PR #3908, opened 2013-09-22
update awsbox to 0.6.0, fixes #3899, fixes #3851

### LINKED ISSUE #3851: refresh our use of node-http-proxy on awsbox AMI to use the latest, http-proxy@0.10.3 when using nodejs 0.10.x
*\* TL;DR http-proxy@0.8.0 does not work correctly when run with nodejs >0.10.x **

I started writing this up as an issue for https://github.com/mozilla/123done, but since it can affect other browserid-related repos using awsbox deploys, that I'd put the issue in a central place.

I was seeing problems when running automation on 123done in parallel after its update this week to run on nodejs 0.10.7. HTTP requests would mysteriously hang, causing test failures. Anyways, in hindsight, pretty simple reason. 

(/cc @stephendonner in case he's noticing more flakiness recently with bidpom tests for webqa).

STR

1) load http://123done.org in Firefox or Chrome (probably any browser)

2) ssh ec2-user@123done.org

3) In the shell run this command:

```
while [ 1 ]; do date; sudo netstat -tanp | egrep -v 'LISTEN|redis-server|Active|Recv-Q|/sshd|:6379' |\
    awk '{ print $6 }' | sort | uniq -c | sort -k2; sleep 10; done
```

4) Simply hit reload in the browser and let the loads complete. Repeat...

5) After maybe 8 or 10 reloads the browser will spin waiting on network requests (check firebug, etc.)

At the point, you will something like this in the terminal window:

```
Fri Aug 30 22:08:28 UTC 2013
    206 ESTABLISHED
     47 TIME_WAIT
```

206 === 6 sockets from the browser to the proxy, 100 sockets from the proxy to 123done, and 100 sockets on 123done. node-http-proxy by default sets maxSockets to 100.

I duplicated this on an awsbox push of 123done code, and then downgraded nodejs to 0.8.24. With that version of nodejs, I can't reproduce the same issue. So it's an issue with the upgrade to nodejs 0.10.x.

Anyways, the problem is that connections in the proxy are not being shut down in some cases, so the connection pool gets saturated with two-minute long connections that have no real work to do anymore. 

I git-bisected this back to this commit in node-http-proxy@v0.9.0 - https://github.com/nodejitsu/node-http-proxy/commit/28a3b0a6f04197665d95f7574efb4289c259a647, in particular the return statement that is apparently preventing some necessary cleanup when run in nodejs v0.10.x.

Backporting that commit to node-http-proxy@v0.8.0 also works, but perhaps we should just refresh our use of node-http-proxy on awsbox AMI to use the latest, http-proxy@0.10.3, which appears to work for me (when using nodejs 0.10.x).

### LINKED ISSUE #3899: new-skool ephemerals http-proxy is getting saturated to MAX_FILES when running real browsers.

lloyd:
this will mean ephemeral instances now run nginx as a proxy, so it adds gzip support, performance improvements, and addresses the two issues mentioned in the subject.

### DIFF
--- a/lockdown.json
+++ b/lockdown.json
@@ -22,7 +22,7 @@
     "0.2.0": "c55013856c8194ec854a0cbec90aab5a04ce3ac5"
   },
   "awsbox": {
-    "0.5.4": "ac88be60ddb0bdfe923cd8b02697c92d81eb692f"
+    "0.6.0": "c57a8eb66f240ce4c6c9b62f1e9dc3a7c979a22a"
   },
   "awssum": {
     "1.1.0": "e010144aa516af78eca01352aab9203b816611bb"
@@ -31,7 +31,7 @@
     "1.1.0": "ea9ed3f7116044563bb0b14d47b2f38a684bac47"
   },
   "awssum-amazon-ec2": {
-    "1.2.0": "8bb53bd273f2a034bb9bc0a6ef55f5333f1efc00"
+    "1.3.2": "fb29a8dffaf6647440b93c64a1868317b4cc856c"
   },
   "awssum-amazon-route53": {
     "1.0.3": "85d1e6aeb22de14ed03e110cc887e482d0362aac"
--- a/package.json
+++ b/package.json
@@ -64,7 +64,7 @@
   },
   "devDependencies": {
     "vows": "git://github.com/cloudhead/vows#253ca34c",
-    "awsbox": "0.5.4",
+    "awsbox": "0.6.0",
     "irc": "0.3.3",
     "jshint": "0.9.1",
     "which": "1.0.5",


jaredhirsch:
works for me, merging in. @jrgm owe you a beer if I've missed something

..........

◆ How to complete this task: Your answer should be every entry above, repeated exactly.

◆ Reply:
PR #3908, opened 2013-09-22
update awsbox to 0.6.0, fixes #3899, fixes #3851

### LINKED ISSUE #3851: refresh our use of node-http-proxy on awsbox AMI to use the latest, http-proxy@0.10.3 when using nodejs 0.10.x
*\* TL;DR http-proxy@0.8.0 does not work correctly when run with nodejs >0.10.x **

I started writing this up as an issue for https://github.com/mozilla/123done, but since it can affect other browserid-related repos using awsbox deploys, that I'd put the issue in a central place.

I was seeing problems when running automation on 123done in parallel after its update this week to run on nodejs 0.10.7. HTTP requests would mysteriously hang, causing test failures. Anyways, in hindsight, pretty simple reason. 

(/cc @stephendonner in case he's noticing more flakiness recently with bidpom tests for webqa).

STR

1) load http://123done.org in Firefox or Chrome (probably any browser)

2) ssh ec2-user@123done.org

3) In the shell run this command:

```
while [ 1 ]; do date; sudo netstat -tanp | egrep -v 'LISTEN|redis-server|Active|Recv-Q|/sshd|:6379' |\
    awk '{ print $6 }' | sort | uniq -c | sort -k2; sleep 10; done
```

4) Simply hit reload in the browser and let the loads complete. Repeat...

5) After maybe 8 or 10 reloads the browser will spin waiting on network requests (check firebug, etc.)

At the point, you will something like this in the terminal window:

```
Fri Aug 30 22:08:28 UTC 2013
    206 ESTABLISHED
     47 TIME_WAIT
```

206 === 6 sockets from the browser to the proxy, 100 sockets from the proxy to 123done, and 100 sockets on 123done. node-http-proxy by default sets maxSockets to 100.

I duplicated this on an awsbox push of 123done code, and then downgraded nodejs to 0.8.24. With that version of nodejs, I can't reproduce the same issue. So it's an issue with the upgrade to nodejs 0.10.x.

Anyways, the problem is that connections in the proxy are not being shut down in some cases, so the connection pool gets saturated with two-minute long connections that have no real work to do anymore. 

I git-bisected this back to this commit in node-http-proxy@v0.9.0 - https://github.com/nodejitsu/node-http-proxy/commit/28a3b0a6f04197665d95f7574efb4289c259a647, in particular the return statement that is apparently preventing some necessary cleanup when run in nodejs v0.10.x.

Backporting that commit to node-http-proxy@v0.8.0 also works, but perhaps we should just refresh our use of node-http-proxy on awsbox AMI to use the latest, http-proxy@0.10.3, which appears to work for me (when using nodejs 0.10.x).

### LINKED ISSUE #3899: new-skool ephemerals http-proxy is getting saturated to MAX_FILES when running real browsers.

lloyd:
this will mean ephemeral instances now run nginx as a proxy, so it adds gzip support, performance improvements, and addresses the two issues mentioned in the subject.

### DIFF
--- a/lockdown.json
+++ b/lockdown.json
@@ -22,7 +22,7 @@
     "0.2.0": "c55013856c8194ec854a0cbec90aab5a04ce3ac5"
   },
   "awsbox": {
-    "0.5.4": "ac88be60ddb0bdfe923cd8b02697c92d81eb692f"
+    "0.6.0": "c57a8eb66f240ce4c6c9b62f1e9dc3a7c979a22a"
   },
   "awssum": {
     "1.1.0": "e010144aa516af78eca01352aab9203b816611bb"
@@ -31,7 +31,7 @@
     "1.1.0": "ea9ed3f7116044563bb0b14d47b2f38a684bac47"
   },
   "awssum-amazon-ec2": {
-    "1.2.0": "8bb53bd273f2a034bb9bc0a6ef55f5333f1efc00"
+    "1.3.2": "fb29a8dffaf6647440b93c64a1868317b4cc856c"
   },
   "awssum-amazon-route53": {
     "1.0.3": "85d1e6aeb22de14ed03e110cc887e482d0362aac"
--- a/package.json
+++ b/package.json
@@ -64,7 +64,7 @@
   },
   "devDependencies": {
     "vows": "git://github.com/cloudhead/vows#253ca34c",
-    "awsbox": "0.5.4",
+    "awsbox": "0.6.0",
     "irc": "0.3.3",
     "jshint": "0.9.1",
     "which": "1.0.5",


jaredhirsch:
works for me, merging in. @jrgm owe you a beer if I've missed something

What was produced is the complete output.